**Task material**
☆ ☆ ☆ ☆ ☆

PR #1282, opened 2023-01-19
solution

victoria-kovalenko:
[DEMO LINK](https://victoria-kovalenko.github.io/react_dynamic-list-of-todos/)

### DIFF
--- a/src/App.tsx
+++ b/src/App.tsx
@@ -1,5 +1,6 @@
+/* eslint-disable no-nested-ternary */
 /* eslint-disable max-len */
-import React from 'react';
+import React, { useState, useEffect } from 'react';
 import 'bulma/css/bulma.css';
 import '@fortawesome/fontawesome-free/css/all.css';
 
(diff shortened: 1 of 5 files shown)


src/App.tsx
```diff
@@ -1,14 +1,55 @@
...
+      .then(todo => {
+        setTodos(todo);
+      });
+  }, []);
+
+  const preaperedSearchQuery = searchQuery.toLowerCase();
+
+  const visibleTodo = todos.filter(todo => {
+    const searchingTodo = todo.title.toLowerCase()
+      .includes(preaperedSearchQuery);
```
romanblyashuk94, line 29:
```suggestion
    const isSearchQueryMatched = todo.title.toLowerCase()
      .includes(preaperedSearchQuery);
```

src/App.tsx
```diff
@@ -1,14 +1,55 @@
...
+        case 'completed':
+          return todo.completed === false;
+        default:
+          break;
+      }
+
+      return value;
+    };
+
+    const filteredTodo = swithCase(filter);
```
romanblyashuk94, line 48: it's something strange.

you create by every iteration swithCase function accepts some magic "value"

after this you call this function and pass selected filter option to it

after this you put result of this function to "filterTodo" variable, but this function returns not todo, but boolean value.

i dont understand nothing.

lets refactor this.

you dont need to create any functions here

just write switch case here that return boolean value for every todo, based on todo.completed and isSearchQueryMatched values

src/App.tsx
```diff
@@ -17,18 +58,40 @@ export const App: React.FC = () => {
...
       </div>
 
-      <TodoModal />
+      {todoId !== 0 && (
+        <TodoModal
+          todoId={todoId}
+          todos={todos}
+          selectTodo={(value: number) => {
+            setTodoId(value);
+          }}
```
romanblyashuk94, line 92: Todo modal no need all todos and selected todo id.

just find selected Todo and pass it to modal
```suggestion
        <TodoModal
          selectedTodo={selectedTodo}
          onClose={(value: number) => setTodoId(0)}
```

romanblyashuk94 (changes requested):

PR #1289, opened 2023-01-20
Solution

vrima1221:
[DEMO LINK](https://vrima1221.github.io/react_dynamic-list-of-todos/)


NadiiaKoch (changes requested):
Everything is okay! Just use React.memo, useCallback, useMemo in this task.

PR #1315, opened 2023-01-23
React dynamic list of todos

OlexandraKorol:
[DEMO LINK](https://OlexandraKorol.github.io/react_dynamic-list-of-todos/)

### DIFF
--- a/src/App.tsx
+++ b/src/App.tsx
@@ -1,5 +1,7 @@
 /* eslint-disable max-len */
-import React from 'react';
+import React, {
+  useCallback, useEffect, useMemo, useState,
+} from 'react';
 import 'bulma/css/bulma.css';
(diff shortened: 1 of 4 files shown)


src/App.tsx
```diff
@@ -1,14 +1,65 @@
...
+        case 'completed':
+          return filterByTitle && completed;
+          break;
+
+        case 'all':
+        default:
+          return filterByTitle;
+          break;
+      }
+    });
```
romanblyashuk94, line 56: it would be better to move filter logic to helper function

romanblyashuk94 (approved):
good job 👍

src/App.tsx
Ihor-Karpyn: Agree

Ihor-Karpyn (approved):
Good job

☆ ☆ ☆ ☆ ☆

**Directions**
From the listing above, return each line with the word "swithCase".

**Completed task**
+    const filteredTodo = swithCase(filter);
you create by every iteration swithCase function accepts some magic "value"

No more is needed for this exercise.